Inizia domani, venerdì 8 aprile, la tappa ragusana del progetto nazionale sulle politiche giovanili “S.T.I.M.A. – Siamo tutti Importanti e Meritevoli di Ascolto” finanziato dal programma europeo Erasmus+ e implementato dall’Agenzia per la Promozione dei Giovani. Fino a domenica 10, quindici ragazzi – selezionati tra tutti coloro che si sono candidati alla partecipazione – verranno formati sulla creazione e gestione di politiche pubbliche e giovanili, su quali sono gli strumenti della partecipazione giovanile, sui concetti di “policy” e “advocacy”, su come funziona il processo decisionale di un Comune, elaborando nel corso della tre giorni proposte, suggerimenti e istanze, che verranno condivise con gli amministratori locali durante alcuni momenti di dialogo e confronto. Cinque partecipanti verranno selezionati per partecipare alla conferenza nazionale sul futuro delle politiche giovanili che si terrà a Napoli dal 2 all’8 maggio.
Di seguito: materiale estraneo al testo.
PR #1290, opened 2026-06-30
fix: Prevent event loop starvation by adding a write queue

### LINKED ISSUE #1243: Version 2.0.6 is significantly slower
**Description**
I've been using `rosbridge_suite` as the bridge between my ROS2 stack and a web UI for several years. Recently, after updating to the lastest `humble`, I noticed a slowdown in the performance.

I traced the issue to version **2.0.6**. It introduces a severe performance regression. However, release 2.0.5 works perfectly fine.

It seems the regression was introduced by commit [d858f8d](https://github.com/RobotWebTools/rosbridge_suite/commit/d858f8d3adb1ef7fb50e7fa806ad317929832037) "fix: Reduce idle CPU consumption of websocket server".

Reverting d858f8d on top of 2.0.6 restores the previous behavior.

- Library Version: 2.0.6
- ROS Version: ROS 2 Humble
- Platform / OS: Ubuntu 22.04.5 LTS, Python 3.10.12

**Expected Behavior**
Same low latency and throughput as in version 2.0.5.

**Actual Behavior**
Starting from 2.0.6, WebSocket message delivery becomes extremely slow. Reverting commit `d858f8d` immediately resolves the issue.

bjsowa:
**Public API Changes**
Added `incoming_queue_size` and `write_queue_size` ROS parameters

**Description**
Fixes #1243

Previously, each rosbridge message send operation was scheduled to the asyncio event loop by a call to `call_coroutine_threadsafe`. When a large number of messages was sent, the event loop was quickly overfilled as the next tasks spawned faster than they could be processed and the number of tasks increased indefinitely.

This caused other client to be unable to open connection or receive any messages.

This has been fixed by adding a write queue and a task which drains this queue. When a new message is to be sent, it is scheduled to be put into the queue (by call to `call_coroutine_threadsafe`) ONLY if the queue is not full, otherwise it is dropped. The write task yields the execution to other tasks by call to `await` for each message, so the other clients don't starve, even when the server is unable to process all messages in time.

The incoming queue was also limited in size to prevent the possibility of memory exhaustion.

The starvation test fails on EventExecutor but for a different reason which I won't cover in this PR.

### DIFF
--- a/rosbridge_server/CMakeLists.txt
+++ b/rosbridge_server/CMakeLists.txt
@@ -30,6 +30,10 @@ if(BUILD_TESTING)
     TIMEOUT 60
   )
 
+  # This test is currently failing with EventsExecutor, so we run it only with SingleThreadedExecutor for now.
+  # TODO(bjsowa): Make this test pass with EventsExecutor.
+  add_launch_test(test/websocket/event_loop_starvation.test.py)
+
   # Run each test with both SingleThreadedExecutor and EventsExecutor
   set(TEST_FILES
     test/websocket/advertise_action.test.py
--- a/rosbridge_server/launch/rosbridge_websocket_launch.xml
+++ b/rosbridge_server/launch/rosbridge_websocket_launch.xml
@@ -16,6 +16,8 @@
   <arg name="max_message_size" default="10000000" />
   <arg name="unregister_timeout" default="10.0" />
 
+  <arg name="incoming_queue_size" default="1000" />
+  <arg name="write_queue_size" default="1000" />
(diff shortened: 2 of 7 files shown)


bjsowa:
Any review, please? @mjimenezm00 @ozanm42 @sea-bass @EzraBrooks Anyone?

ozanm42 (approved):

sea-bass (approved):
LGTM, and seeing that this was tested by a user that encountered the problem.

bjsowa:
@mergifyio backport kilted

La tre giorni in programma presso l’auditorium del Centro Commerciale Culturale, sarà coordinata da Roberto Rossetto, presidente dell’Agenzia per la Promozione dei Giovani, insieme all’assessore Clorinda Arezzo, al delegato politiche giovanili Simone Digrandi e a Simone Diquattro, Enrico Bellina Terra e Andrea Manenti dello staff Informagiovani.

“Quando ho proposto ad APG che uno dei focus Group del progetto si tenesse a Ragusa” – spiega Digrandi – “l’ho fatto sapendo che tanti sono i giovani che all’interno dell’area iblea sono impegnati a vario titolo o comunque interessati al mondo della partecipazione giovanile nei propri comuni di riferimento – i ragazzi infatti provengono da buona parte dei comuni iblei, da Chiaramonte a Vittoria, da Ragusa a Modica, a Comiso, Pozzallo, Santa Croce, presente anche una giovane ricercatrice dell’etneo – E a dimostrazione di questo, non appena abbiamo lanciato la call per le candidature in pochi giorni abbiamo raggiunto tante richieste per i posti disponibili del progetto. Saranno tre giorni straordinari a cui farà seguito la settimana di Napoli, dove i nostri ragazzi si confronteranno con loro colleghi di numerose parti d’Italia, e dove sarà con noi anche la Ministra Dadone.”